Early vigour was similarly identified as an important characteristic that improved wheat yields under Mediterranean climatic conditions (Turner and Nicolas 1987). Biomass pro-duction at the five- to six-leaf stage was positively correlated with grain yield (Figure 15.20) on deep sandy soils with poor water-holding capacity. By developing early biomass, available moisture can be utilised ahead of loss due to deep drainage and soil evaporation.

Osmotic adjustment is an adaptive feature of many plants in water-limited environments that enables a plant to maintain turgor by solute accumulation as water deficits develop (Turner and Jones 1980). Studies in controlled environ-ments showed that wheat genotypes varied in their capacity to osmotically adjust (Morgan 1980) and field studies showed that the lines with a high degree of osmotic adjust-ment yielded up to 60% more than genotypes without this characteristic (Morgan 1983; Morgan et al. 1986). Plants that show strong osmotic adjustment generate a substantially higher osmotic pressure in their tissues and are able to extract more water from the soil. This capability appears to be controlled by only one or two genes and is simply inherited (Morgan and Condon 1986).

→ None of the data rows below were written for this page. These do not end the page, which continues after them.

PR #1298, opened 2016-03-04
[Mapfishapp] Add WMC's roles to datadir

jusabatier:
As seen in this PR : https://github.com/georchestra/georchestra/pull/1022

The datadir config load CONTEXTS directly from wmc files, but those files haven't any field for ACL.

This patch load allowed roles from an XML file with the same name as the WMC one.

For example, for example.wmc the loaded XML will be example.xml and have to contain : 
```
<?xml version="1.0" encoding="UTF-8"?>
<AllowedRoles>
    <Role>ROLE_ADMINISTRATOR</Role>
    <Role>ROLE_SER_URBANISME</Role>
    <Role>ROLE_SER_INGENIERIE</Role>
    <Role>ROLE_PERM_COMMUNES</Role>
</AllowedRoles>
```

If the file doesn't exist, all roles will be enabled.

Maybe add this example XML file in the datadir README.md ?

### DIFF
--- a/mapfishapp/src/main/java/org/georchestra/mapfishapp/ws/ContextController.java
+++ b/mapfishapp/src/main/java/org/georchestra/mapfishapp/ws/ContextController.java
@@ -79,6 +79,8 @@ public class ContextController implements ServletContextAware {
         // image
         // defaulting to default.png
         String image = "context/image/default.png";
+        // roles
+        JSONArray roles = new JSONArray();
 
         File imagePath = new File(pathCtx, "images");
         if (! imagePath.isDirectory()) {
@@ -92,6 +94,30 @@ public class ContextController implements ServletContextAware {
                 }
             }
         }
+        
+        File rolePath = new File(pathCtx);
+        Collection<File> files = FileUtils.listFiles(rolePath, new String[] { "XML", "xml" }, false);
+        for (File curRoleFile : files) {
+            if (FilenameUtils.getBaseName(curRoleFile.toString()).equalsIgnoreCase(title)) {
+                DocumentBuilderFactory domFactory = DocumentBuilderFactory.newInstance();
+                DocumentBuilder builder = domFactory.newDocumentBuilder();
+                Document doc = builder.parse(curRoleFile);
+                XPath xpath = XPathFactory.newInstance().newXPath();
+                
+                // Parsing roles
+                XPathExpression xpRole = xpath.compile("//AllowedRoles/Role");
+                Object oRole = xpRole.evaluate(doc, XPathConstants.NODESET);
+                
+                if (oRole instanceof NodeList) {
+                    NodeList nl = (NodeList) oRole;
+                    for (int i = 0; i < nl.getLength(); ++i) {
+                        roles.put(nl.item(i).getTextContent());
+                    }
+                }
+                break;
+            }
+        }
+        
         // filename
         String wmcUrl = "context/" + f.getName();
 
@@ -103,6 +129,7 @@ public class ContextController implements ServletContextAware {
         info.put("wmc", wmcUrl);
         info.put("tip", xmlInfos.get("tip").equals("unset") ? title : xmlInfos.get("tip"));
         info.put("keywords", xmlInfos.getJSONArray("keywords").put(title));
+        info.put("roles", roles);
 
         return info;
     }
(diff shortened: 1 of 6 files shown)


mapfishapp/src/main/java/org/georchestra/mapfishapp/ws/ContextController.java
```diff
@@ -92,6 +94,30 @@ private JSONObject getContextInfo(File f) throws Exception {
...
+        Collection<File> files = FileUtils.listFiles(rolePath, new String[] { "XML", "xml" }, false);
+        for (File curRoleFile : files) {
+            if (FilenameUtils.getBaseName(curRoleFile.toString()).equalsIgnoreCase(title)) {
+                DocumentBuilderFactory domFactory = DocumentBuilderFactory.newInstance();
+                DocumentBuilder builder = domFactory.newDocumentBuilder();
+                Document doc = builder.parse(curRoleFile);
+                XPath xpath = XPathFactory.newInstance().newXPath();
+                
+                // Parsing roles
+                XPathExpression xpRole = xpath.compile("//AllowedRoles/Role");
```
pmauduit: you could use `//AlowedRoles/Role/text()` as xpath so that no need to check if it is a nodeset, it would allow you to get the actual value for the role more rapidly.

jusabatier:
On the examples iI found on the web, they do : 

```
XPathExpression expr = xpath.compile("//AllowedRoles/Role/text()");
NodeList nodes = (NodeList) expr.evaluate(doc, XPathConstants.NODESET);
for (int i = 0; i < nodes.getLength(); i++)
    roles.put(nodes.item(i).getNodeValue());
```

So as there is a cast to NodeList, isn't it better to check if it's a NodeList before ?

pmauduit:
> So as there is a cast to NodeList, isn't it better to check if it's a NodeList before ?

To be checked, I am not sure, it might fail for example if you only have one role in your XML doc (as it could return something else than a NodeList or something).

jusabatier:
I tested it with only one role in the xml : 
```
<?xml version="1.0" encoding="UTF-8"?>
<AllowedRoles>
    <Role>ROLE_ADMINISTRATOR</Role>
</AllowedRoles>
```
It works

And also tested with no roles : 
```
<?xml version="1.0" encoding="UTF-8"?>
<AllowedRoles></AllowedRoles>
```
And it works too

pmauduit:
Ok, since it will end up in the mapfishapp codebase, I'd like to make these manual tests as automatic unit-tests for maintenability purposes (or if you care to do it, it's welcome !)

jusabatier:
I have absolutely no ideas how tests works in maven x)

pmauduit:
> I have absolutely no ideas how tests works in maven x)

Just review my previous commit, then ;-)

I left some comments in my code anyway, worth to be discussed:

- https://github.com/jusabatier/georchestra/commit/3fe67a782b531a34a3ea71fb88ead91fee3cdc82#diff-5054db8805c7fa74b0b77678a0ba9c94R131: If the user actually knows the context name, he could have access to it easily, this PR does not add extra checks on the user's role before serving the WMC, is that acceptable ?

- https://github.com/jusabatier/georchestra/commit/3fe67a782b531a34a3ea71fb88ead91fee3cdc82#diff-5054db8805c7fa74b0b77678a0ba9c94R148: we might avoid to loop on each xml files from the directory, considering default.xml should get along with the context default.wmc.

mapfishapp/src/main/java/org/georchestra/mapfishapp/ws/ContextController.java
```diff
@@ -29,6 +29,7 @@
 import javax.servlet.http.HttpServletResponse;
 import javax.xml.parsers.DocumentBuilder;
 import javax.xml.parsers.DocumentBuilderFactory;
+import javax.xml.parsers.ParserConfigurationException;
```
fvanderbiest: Codacy Issue found: [Avoid unused imports such as 'javax.xml.parsers.ParserConfigurationException'](https://www.codacy.com/app/francois-vanderbiest/georchestra/file/2313893969/issues/source?bid=3200181&fileBranchId=3200203#l32)

fvanderbiest: Codacy Issue found: [Avoid unused imports such as 'javax.xml.parsers.ParserConfigurationException'](https://www.codacy.com/app/francois-vanderbiest/georchestra/file/2313893969/issues/source?bid=3200181&fileBranchId=3200203#l32)

pmauduit:
Last comment addressed with https://github.com/georchestra/georchestra/pull/1298/commits/8c5701ace38aa864454680cbfb31586c06320695

pmauduit:
Looks good :)

fvanderbiest:
LGTM, merging.
Thanks a lot for your contribution Julien !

Finally, theoretical considerations suggest that restricting the diameter of the major xylem vessel in the seminal roots of wheat will reduce water use during vegetative growth, thereby providing more water during grain filling (Richards and Passioura 1981). This decreased hydraulic conductance is a drought resistance characteristic that should be beneficial where wheat grows primarily on stored soil moisture. Screening for decreased vessel diameter identified a land race from Turkey with a vessel diameter of about 50 µm compared with vessel diameters of 60–65 µm in cultivars in use in Australia. The land race with the narrow vessels was back-crossed to two locally adapted cultivars to give lines of wheat similar to the parent, but with a reduced diameter of the main vessel in the xylem of the seminal roots. The yield of these lines was 3–11% better than the unselected cultivars at dry sites and in dry seasons, but as expected these lines showed no yield reduction at wet sites and in wet seasons (Richards and Passioura 1989).

Other characteristics that have been identified and selected in wheat are high assimilate transfer to the grain (Turner and Nicolas 1987; Whan et al. 1993) and rapid grain growth (Whan et al. 1993). They have been shown to contribute to improved yields under water-limited conditions.

Drought resistance is not synonymous with water use efficiency, which can be defined in various ways according to level of organisation. At a leaf level water use efficiency can be regarded as a ratio of net assimilation to transpiration (moles of carbon fixed per mole of water transpired), also termed instantaneous transpiration efficiency. At a community level water use efficiency can be: (1) the ratio of net assimilation rate to evapotranspiration (where evapotranspiration = crop transpiration plus soil evaporation), (2) the ratio of dry matter production to cumulative water use, or (3) the ratio of grain yield to cumulative water use.

Genetic variation with respect to instantaneous transpiration efficiency has been demonstrated in a wide range of species, using the carbon isotope signature (D) of dried plant material as a surrogate for physical measurement of assimilation and transpiration (Case study 15.3). Selection for low D lines has been confirmed as a valid approach to improved water use efficiency and is likely to underpin much future genetic improvement for dryland cereals.